(Saved data entries)
▼▼▼

PR #122, opened 2022-08-24
Add cluster details for list clusters API

jessetrinity:
Adds a `ClusterDetails` type and a method to get the list of clusters from the service.


IlyaBiryukov (dismissed):

cs/src/Contracts/ClusterDetails.cs
```diff
@@ -0,0 +1,15 @@
+namespace Microsoft.VsSaaS.TunnelService.Contracts;
+
+/// <summary>
+/// Tunnel service cluster details.
+/// </summary>
+public class ClusterDetails {
```
jasongin, line 6: I'd suggest an `AzureLocation` property that has the standard Azure location name.

cs/src/Contracts/ClusterDetails.cs
```diff
@@ -0,0 +1,15 @@
...
+    /// <summary>
+    /// A cluster identifier based on its region.
+    /// </summary>
+    public string? ClusterId { get; set; }
+    /// <summary>
+    /// The cluster DNS host.
+    /// </summary>
+    public string? Host { get; set; }
```
jasongin, line 14: How about `Hostname` so it is less easily confused with a tunnel "host"?

cs/src/Contracts/ClusterDetails.cs
```diff
@@ -0,0 +1,15 @@
+namespace Microsoft.VsSaaS.TunnelService.Contracts;
+
+/// <summary>
+/// Tunnel service cluster details.
+/// </summary>
+public class ClusterDetails {
+    /// <summary>
+    /// A cluster identifier based on its region.
+    /// </summary>
+    public string? ClusterId { get; set; }
```
jasongin, line 10: Why is it nullable? It should always have a value.

(In some other contracts, some required properties are nullable to support partial updates. But there will not be an API for updating clusters.)

cs/src/Contracts/ClusterDetails.cs
```diff
@@ -0,0 +1,15 @@
+namespace Microsoft.VsSaaS.TunnelService.Contracts;
+
+/// <summary>
+/// Tunnel service cluster details.
```
jasongin, line 4: Include a brief explanation of what a "cluster" is.

cs/src/Contracts/ClusterDetails.cs
jasongin: Or should it be a full `https://` URI?

jessetrinity: I had it with https before which was nicer in the CLI, but I thought host name might be better for URI builders. But URI builders are probably happy taking either form anyway.

jfullerton44 (dismissed):
Go code looks good

cs/src/Contracts/ClusterDetails.cs
jessetrinity: Updated to use full uri.

IlyaBiryukov (approved):

jasongin (approved):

▲▲▲

→ Required action:
Nothing but an exact reproduction of the entries is wanted.

→ Answer to the exercise:
PR #122, opened 2022-08-24
Add cluster details for list clusters API

jessetrinity:
Adds a `ClusterDetails` type and a method to get the list of clusters from the service.


IlyaBiryukov (dismissed):

cs/src/Contracts/ClusterDetails.cs
```diff
@@ -0,0 +1,15 @@
+namespace Microsoft.VsSaaS.TunnelService.Contracts;
+
+/// <summary>
+/// Tunnel service cluster details.
+/// </summary>
+public class ClusterDetails {
```
jasongin, line 6: I'd suggest an `AzureLocation` property that has the standard Azure location name.

cs/src/Contracts/ClusterDetails.cs
```diff
@@ -0,0 +1,15 @@
...
+    /// <summary>
+    /// A cluster identifier based on its region.
+    /// </summary>
+    public string? ClusterId { get; set; }
+    /// <summary>
+    /// The cluster DNS host.
+    /// </summary>
+    public string? Host { get; set; }
```
jasongin, line 14: How about `Hostname` so it is less easily confused with a tunnel "host"?

cs/src/Contracts/ClusterDetails.cs
```diff
@@ -0,0 +1,15 @@
+namespace Microsoft.VsSaaS.TunnelService.Contracts;
+
+/// <summary>
+/// Tunnel service cluster details.
+/// </summary>
+public class ClusterDetails {
+    /// <summary>
+    /// A cluster identifier based on its region.
+    /// </summary>
+    public string? ClusterId { get; set; }
```
jasongin, line 10: Why is it nullable? It should always have a value.

(In some other contracts, some required properties are nullable to support partial updates. But there will not be an API for updating clusters.)

cs/src/Contracts/ClusterDetails.cs
```diff
@@ -0,0 +1,15 @@
+namespace Microsoft.VsSaaS.TunnelService.Contracts;
+
+/// <summary>
+/// Tunnel service cluster details.
```
jasongin, line 4: Include a brief explanation of what a "cluster" is.

cs/src/Contracts/ClusterDetails.cs
jasongin: Or should it be a full `https://` URI?

jessetrinity: I had it with https before which was nicer in the CLI, but I thought host name might be better for URI builders. But URI builders are probably happy taking either form anyway.

jfullerton44 (dismissed):
Go code looks good

cs/src/Contracts/ClusterDetails.cs
jessetrinity: Updated to use full uri.

IlyaBiryukov (approved):

jasongin (approved):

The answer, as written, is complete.